On December 10, 2008, it was announced that Grupo Bimbo was in negotiations to purchase Weston Foods Inc., a subsidiary of George Weston Ltd. for $2.38 billion, a purchase that would make Bimbo Bakeries USA the largest bakery company in the United States. The purchase was finalized on January 21, 2009. The acquisition added brands such as Arnold, Brownberry, Freihofer's, Stroehmann, and gave Bimbo the rights to the Weston brands in the eastern United States (it had controlled the Weston brands in the western United States since 2002).
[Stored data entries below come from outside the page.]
PR #32, opened 2020-01-15
IlastikOptions: load parameters explicitly

stelfrich:
The explicit loading of parameters in the accessors is required so that the parameters always reflect the state provided by a PrefService. We will need this for a custom preference pane in the KNIME ilastik integration to work with the plugin.

### DIFF
--- a/src/main/java/org/ilastik/ilastik4ij/ui/IlastikOptions.java
+++ b/src/main/java/org/ilastik/ilastik4ij/ui/IlastikOptions.java
@@ -30,14 +30,17 @@ public class IlastikOptions extends OptionsPlugin {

The purchase also added 22 factories and 4,000 delivery trucks, giving Bimbo Bakeries USA 35 factories and over 7,000 sales routes in the United States, along with a footprint in all of the lower 48 states and almost $4 billion in annual sales. The Weston Foods headquarters in Horsham, Pennsylvania (just outside Philadelphia) became the new headquarters for Bimbo's US operations, relocating from Fort Worth, Texas, when the deal closed. In April 2026, the company announced it was moving its headquarters back to the Dallas area, announcing that it was part of a long-term growth strategy.

==Soccer sponsorship==
In an effort to increase its national exposure, on January 11, 2011, Bimbo announced a four-year partnership agreement making it the official jersey sponsor of the Philadelphia Union, the Major League Soccer (MLS) team local to their national headquarters. The Union sponsorship agreement marked the fifth professional soccer team sponsored by Bimbo; the parent company Grupo Bimbo had sponsored the following five teams: Rochester Rhinos, Club América, C.D. Guadalajara and C.F. Monterrey of the Primera División de México teams, and C.D. Saprissa of Costa Rica. The deal also makes Bimbo the official bread and baked goods sponsor of the Union and MLS. Bimbo will become an official sponsor of MLS, opening MLS League and Club marketing assets, such as stadium signage, to the company. The sponsorship deal is valued at roughly US$12 million over the four-year period.

==Sara Lee acquisition==
On November 9, 2010, Grupo Bimbo announced that it had agreed to acquire the North American fresh bakery business of the Sara Lee Corporation. The transaction, which was subject to regulatory review, would combine the largest and third-largest baking companies in the United States, as measured by annual sales. The deal was reported as costing $959 million. This acquisition resulted in Bimbo Bakeries USA having 75 bakeries in 31 states, and serving the entire continental United States through more than 13,000 sales routes.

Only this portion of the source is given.